AT&T holds Sprint to Account

by Matt Klassen on November 16, 2011

Sprint is a two-faced liar, at least according to AT&T. Since it was officially announced that AT&T intended to purchase T-Mobile earlier this year, Sprint has taken up the stalwart mantle as official opposition, fighting the merger through both the media and every legal channel available.

The key issue for Sprint is that the proposed merger between AT&T and T-Mobile will create a substantial market imbalance, giving AT&T control over an unnecessarily excessive amount of spectrum, or at least that’s what Sprint says publicly.

The problem, as AT&T points out, is that Sprint is using different arguments to oppose the merger in each respective avenue, arguments that when compared to each other seem strikingly contradictory.

At the outset it should be noted that this is clearly a propaganda war, so both Sprint’s opposition and AT&T’s counter-arguments should all be taken with a grain of salt as each of us decide what we think about the pending merger.
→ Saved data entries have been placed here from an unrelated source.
PR #498, opened 2018-02-09
Respond to plotly's persistent selection mode

cpsievert:
This adds the ability to perform persistent selection with plotly (similar to how https://github.com/rstudio/leaflet/pull/346 does for leaflet).

It would be ideal to have rows somehow reflect [plotly's selection color](https://github.com/rstudio/leaflet/pull/346/files#diff-8e0e6e242b99825df0596336e5ad4d7aR876), let me know if have any ideas how best to go about that (e.g. color the text or highlight the row?)

dt

### DIFF
--- a/inst/examples/DT-crosstalk/plotly-persist.R
+++ b/inst/examples/DT-crosstalk/plotly-persist.R
@@ -1,0 +1,15 @@
+library(plotly)
+library(crosstalk)
+library(DT)
+
+m <- SharedData$new(mtcars)
+bscols(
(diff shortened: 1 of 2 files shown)


cpsievert:
Cool, thanks! BTW, adding color can be useful for making comparisons, so I would say we should add it at some point, but I might not have the time for it in the near future, want me to raise an issue?

dt2

yihui:
I think it is a very cool idea, although I definitely don't have time, either :)

PR #503, opened 2018-02-13
accumulate matches (rather than matches and keys); fixes #502

### LINKED ISSUE #502: Persistent selection doesn't highlight correct keys
Looks like #498 was `concat()` objects which lead to the incorrect keys being highlighted (notice how Porsche should be included in the data table in that gif)

PR coming up....

cpsievert:
dt-fix


yihui:
Thanks!

PR #522, opened 2018-04-05
Improve the format of the filter of `Date` / `Datetime` columns

### LINKED ISSUE #241: Timezone in Filter
Hi there,

I am new to DT and I am trying to figure out how to set time zone in the filter for a datatable in a Shiny app. The table has a column of time stamps. I'd like it to be in US/Central and it seems to work well in the table. However the filter is shown in UTC. 

Here is an example:

``` R
library(DT)
library(shiny)
Sys.setenv(TZ = "US/Central")

server <- function(input, output) {
  output$mytable = DT::renderDataTable(
    data.frame(time = as.POSIXct("2016-02-29 13:30:00",tz="US/Central")+c(1:5), value=c(1:5))
  , filter = 'top')
}

ui <- fluidPage(
  DT::dataTableOutput('mytable')
)

shinyApp(ui = ui, server = server)
```

image

shrektan:
Closes #241 

Improve the format of the filter of `Date` / `Datetime` columns. It will display the same format and timezone as the column content.

~~At the time of writing, the PR is unfinished because it doesn't work for server-side processing mode.~~ DONE, it now works properly with server-side processing mode.

# TODO

- [x] ensure the filter returns correct contents in server-side processing mode.

# Example 

```r
library(DT)
library(shiny)

df <- data.frame(
  time = lubridate::ymd_hm(201801011000) + lubridate::dminutes(0:120),
  time2 = lubridate::ymd_hm(201801011000) + lubridate::dminutes(0:120),
  date = lubridate::ymd(20180101) + lubridate::ddays(0:120),
  date2 = lubridate::ymd(20180101) + lubridate::ddays(0:120)
)

ui <- fluidPage(
  h3("server = TRUE"),
  DT::DTOutput("tbl1"),
  hr(),
  h3("server = FALSE"),
  DT::DTOutput("tbl2"),
  hr(),
  h3("without `formatDate()`"),
  DT::DTOutput("tbl0")
)

  output$tbl0 <- DT::renderDT({
    datatable(df, filter = "top")
  })
  output$tbl1 <- DT::renderDT({
    datatable(df, filter = "top") %>% 
      formatDate(c("time"), method = 'toLocaleString', params = list("en-US", list(timeZone = "Asia/Shanghai", hour12 = FALSE))) %>%
      formatDate(c("time2"), method = 'toLocaleString', params = list("se", list(timeZone = "UTC", hour12 = FALSE))) %>%
      formatDate(c("date"), method = 'toLocaleDateString', params = list("en-US")) %>%
      formatDate(c("date2"), method = 'toLocaleDateString')
  }, server = TRUE)
  output$tbl2 <- DT::renderDT({
    datatable(df, filter = "top") %>% 
      formatDate(c("time"), method = 'toLocaleString', params = list("en-US", list(timeZone = "Asia/Shanghai", hour12 = FALSE))) %>%
      formatDate(c("time2"), method = 'toLocaleString', params = list("se", list(timeZone = "UTC", hour12 = FALSE))) %>%
      formatDate(c("date"), method = 'toLocaleDateString', params = list("en-US")) %>%
      formatDate(c("date2"), method = 'toLocaleDateString')
  }, server = FALSE)
}

shinyApp(ui, server)

```

### DIFF
--- a/R/format.R
+++ b/R/format.R
@@ -111,7 +111,7 @@ formatDate = function(table, columns, method = 'toDateString', params = NULL) {
     if (is.null(params)) params = list()
     cols = as.character(name2int(columns, colnames, rownames))
     x$filterDateFmt = as.list(x$filterDateFmt)
-    for (col in cols) x$options$filterDateFmt[[col]] = list(
+    for (col in cols) x$filterDateFmt[[col]] = list(
       method = method, params = toJSON(params)
     )
     table$x = x
--- a/R/format.R
+++ b/R/format.R
@@ -110,7 +110,7 @@ formatDate = function(table, columns, method = 'toDateString', params = NULL) {
     rownames = base::attr(x, 'rownames', exact = TRUE)
     if (is.null(params)) params = list()
     cols = as.character(name2int(columns, colnames, rownames))
-    if (is.null(x$options$filterDateFmt)) x$options$filterDateFmt = list()
+    x$filterDateFmt = as.list(x$filterDateFmt)
     for (col in cols) x$options$filterDateFmt[[col]] = list(
       method = method, params = toJSON(params)
     )
--- a/R/format.R
+++ b/R/format.R
@@ -109,7 +109,7 @@ formatDate = function(table, columns, method = 'toDateString', params = NULL) {
     colnames = base::attr(x, 'colnames', exact = TRUE)
     rownames = base::attr(x, 'rownames', exact = TRUE)
     if (is.null(params)) params = list()
-    cols = as.character(name2int(columns, colnames, rownames))
+    cols = sprintf("%d", name2int(columns, colnames, rownames))
     x$filterDateFmt = as.list(x$filterDateFmt)
     for (col in cols) x$filterDateFmt[[col]] = list(
       method = method, params = toJSON(params)
--- a/R/format.R
+++ b/R/format.R
@@ -103,6 +103,21 @@ formatSignif = function(
 #'   \code{params = list('ko-KR', list(year = 'numeric', month = 'long', day =
 #'   'numeric'))}
 formatDate = function(table, columns, method = 'toDateString', params = NULL) {
+  x = table$x
+  if (x$filter != 'none') {
+    if (inherits(columns, 'formula')) columns = all.vars(columns)
+    colnames = base::attr(x, 'colnames', exact = TRUE)
+    rownames = base::attr(x, 'rownames', exact = TRUE)
+    if (is.null(params)) params = list()
+    cols = as.character(name2int(columns, colnames, rownames))
+    if (is.null(x$options$filterDateFmt)) x$options$filterDateFmt = list()
+    for (col in cols) x$options$filterDateFmt[[col]] = list(
+      method = method, params = toJSON(params)
+    )
+    table$x = x
+  }
+  # the code above is used to ensure the date(time) filter displays the same format or
+  # timezone as the column value
   formatColumns(table, columns, tplDate, method, params)
 }
 
--- a/inst/htmlwidgets/datatables.js
+++ b/inst/htmlwidgets/datatables.js
@@ -563,7 +563,10 @@ HTMLWidgets.widget({
             }
             r1  = t1; r2 = t2;
           })();
-          $span1.text(formatDate(r1, false)); $span2.text(formatDate(r2, false));
+          var updateSliderText = function(v1, v2) {
+            $span1.text(formatDate(v1, false)); $span2.text(formatDate(v2, false));
+          };
+          updateSliderText(r1, r2);
           var updateSlider = function(e) {
             var val = filter.val();
             // turn off filter if in full range
@@ -575,7 +578,7 @@ HTMLWidgets.widget({
             } else {
               $input.attr('title', '').val('');
             }
-            $span1.text(formatDate(val[0], false)); $span2.text(formatDate(val[1], false));
+            updateSliderText(val[0], val[1]);
             if (e.type === 'slide') return;  // no searching when sliding only
             if (server) {
               table.column(i).search($td.data('filter') ? ival : '').draw();
--- a/inst/htmlwidgets/datatables.js
+++ b/inst/htmlwidgets/datatables.js
@@ -563,7 +563,7 @@ HTMLWidgets.widget({
             }
             r1  = t1; r2 = t2;
           })();
-          $span1.text(formatDate(r1)); $span2.text(formatDate(r2));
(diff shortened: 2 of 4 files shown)


shrektan:
I didn't notice it before... Yes, it's not always possible to revert it back so there's no perfect solution. 

I think your suggestion is acceptable but it will be better with one little improvement, which is to display the time with the same timezone as it's been set in the column value.

shrektan:
It seems like quite difficult to deal with timezone issues in javascript... I will temporarily give up the idea of displaying the same timezone... 😢 

Now the textbox displays UTC value so it means we can change the text to update the sliders now.

inst/htmlwidgets/datatables.js
```diff
@@ -520,11 +520,14 @@ HTMLWidgets.widget({
               filter.val(v);
             }
           });
-          var formatDate = function(d) {
+          var formatDate = function(d, isoFmt = false) {
```
yihui: Default parameter values are not supported in IE: https://developer.mozilla.org/en-US/docs/Web/JavaScript/Reference/Functions/Default_parameters. The conservative approach is to test if `isoFmt` is `undefined`.

R/format.R
```diff
@@ -103,6 +103,21 @@ formatSignif = function(
...
 #'   'numeric'))}
 formatDate = function(table, columns, method = 'toDateString', params = NULL) {
+  x = table$x
+  if (x$filter != 'none') {
+    if (inherits(columns, 'formula')) columns = all.vars(columns)
+    colnames = base::attr(x, 'colnames', exact = TRUE)
+    rownames = base::attr(x, 'rownames', exact = TRUE)
+    if (is.null(params)) params = list()
+    cols = as.character(name2int(columns, colnames, rownames))
+    if (is.null(x$options$filterDateFmt)) x$options$filterDateFmt = list()
```
yihui: I'd store the info in `x$filterDateFmt` instead of `x$options$filterDateFmt`, because `x$options` is for initializing a DataTable via `.DataTable()`, and `filterDateFmt` is not one of the supported options (which is why the current PR can work):
https://github.com/rstudio/DT/blob/8ba54abd4e4b1215908aae83981f4b51d3be1984/inst/htmlwidgets/datatables.js#L269

Accordingly, on the JS side, use `data.filterDateFmt` instead of `options.filterDateFmt`.

inst/htmlwidgets/datatables.js
```diff
@@ -566,16 +569,17 @@ HTMLWidgets.widget({
...
+              ival = formatDate(val[0], true) + ' ... ' + formatDate(val[1], true);
               $input.attr('title', ival).val(ival).trigger('input');
             } else {
               $input.attr('title', '').val('');
             }
-            $span1.text(v1); $span2.text(v2);
+            $span1.text(formatDate(val[0])); $span2.text(formatDate(val[1]));
             if (e.type === 'slide') return;  // no searching when sliding only
             if (server) {
+              ival = formatDate(val[0], true) + ' ... ' + formatDate(val[1], true);
```
yihui: There is some redundancy in these changes from line 572 to 582. I'll revise the PR by myself to show you.

R/format.R
```diff
@@ -103,6 +103,21 @@ formatSignif = function(
 #'   \code{params = list('ko-KR', list(year = 'numeric', month = 'long', day =
 #'   'numeric'))}
 formatDate = function(table, columns, method = 'toDateString', params = NULL) {
+  x = table$x
+  if (x$filter != 'none') {
+    if (inherits(columns, 'formula')) columns = all.vars(columns)
+    colnames = base::attr(x, 'colnames', exact = TRUE)
+    rownames = base::attr(x, 'rownames', exact = TRUE)
+    if (is.null(params)) params = list()
+    cols = as.character(name2int(columns, colnames, rownames))
```
yihui: The `as.character()` trick is very subtle here. It relies on the fact of how JS indexes objects: for an object `x` and an integer index `i`, `x[i]` indexes the element with the character name `i`, instead of the `i`-th element. That is how the line 528 works: https://github.com/rstudio/DT/pull/522/files#diff-2c60c8a789627a2716b5b4271c2b398bR528

This trick can be fragile when the number of columns is larger than 100000, because `as.character(100000)` gives you `"1e+5"`. But I imagine it should be extremely rare that users have more than 100 thousand columns in a table.

shrektan: Ha, I didn't notice this. Using `sprintf("%d", 100000)` should be robust enough.

inst/htmlwidgets/datatables.js
shrektan: Thanks for sharing this.

R/format.R
```diff
@@ -110,7 +110,7 @@ formatDate = function(table, columns, method = 'toDateString', params = NULL) {
     rownames = base::attr(x, 'rownames', exact = TRUE)
     if (is.null(params)) params = list()
     cols = as.character(name2int(columns, colnames, rownames))
-    if (is.null(x$options$filterDateFmt)) x$options$filterDateFmt = list()
```
shrektan: Excellent :+1:

inst/htmlwidgets/datatables.js
```diff
@@ -520,14 +520,13 @@ HTMLWidgets.widget({
...
+          var formatDate = function(d, isoFmt) {
             d = scaleBack(d, scale);
             if (type === 'number') return d;
             if (type === 'integer') return parseInt(d);
             var x = new Date(+d);
-            var fmt = undefined;
-            if ('filterDateFmt' in options) fmt = options.filterDateFmt[i];
-            if (!isoFmt && fmt !== undefined) return x[fmt.method].apply(x, fmt.params);
+            var fmt = ('filterDateFmt' in data) ? data.filterDateFmt[i] : undefined;
+            if (fmt !== undefined && isoFmt === false) return x[fmt.method].apply(x, fmt.params);
```
shrektan: shorter and cleaner.

shrektan:
It looks great. Thanks for sharing your ideas by providing the detailed comments. It's very useful.

R/format.R
```diff
@@ -109,7 +109,7 @@ formatDate = function(table, columns, method = 'toDateString', params = NULL) {
     colnames = base::attr(x, 'colnames', exact = TRUE)
     rownames = base::attr(x, 'rownames', exact = TRUE)
     if (is.null(params)) params = list()
-    cols = as.character(name2int(columns, colnames, rownames))
+    cols = sprintf("%d", name2int(columns, colnames, rownames))
```
yihui: Yes, this is more robust, but will still have problems if a column index is too big (bigger than 2^31). Again, I think it is going to be really rare, so that is fine to me.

With that in mind, crying ‘foul’ regarding the apparent duality in Sprint’s opposition is merely the latest ploy by AT&T to undercut Sprint’s complaints by destroying the company’s credibility.

As I mentioned previously, Sprint’s primary concern, as voiced through the media, is the glut of spectrum AT&T will hold should this merger go through, spectrum the company clearly doesn’t need. Of course AT&T has claimed that it is in desperate need of more spectrum as it looks to increase its network coverage, speed, and services in the near future.

Beyond that, Sprint has publicly argued that the merger would cost jobs, hurt market competition, prevent the best handsets from reaching Sprint, and essentially create a wireless duopoly with Verizon, driving the smaller companies like Sprint out of business.

Apparent contradictions in Sprint’s opposition were discovered, however, when AT&T was granted access to the former’s confidential documents submitted to the FCC in regards to the pending AT&T/T-Mobile merger. In the confidential files Sprint admits that such wireless mergers may in fact boost the mobile market, creating “immense synergies” that help drive the market forward.

Further, in these confidential FCC documents Sprint claims it holds the strongest spectrum position of all the major American wireless carriers and concedes the fact that AT&T is facing a spectrum crisis. Finally, Sprint admitted that to date it has had no problem securing the top mobile handset, saying nothing about how Sprint would fair in a two company market duopoly.

As expected AT&T is using Sprint’s seemingly contradictory arguments as a platform to undermine the latter’s opposition to the merger, stating that Sprint’s comments only serve as evidence of the company’s self-interest in this matter. Sprint, in response, points to the fact that AT&T is merely trying to distract the public and the media from the real issues that plague this merger by giving us all something else to argue about. As for the truth of the matter…well, that clearly has no place in this debate.

In the end, despite of Sprint’s janusian two-faced approach to the AT&T/T-Mobile merger, I continue to wonder how approving the merger could ever benefit the American wireless market, as such a merger would produce a market literally controlled by AT&T and Verizon, and that is something that none of us want.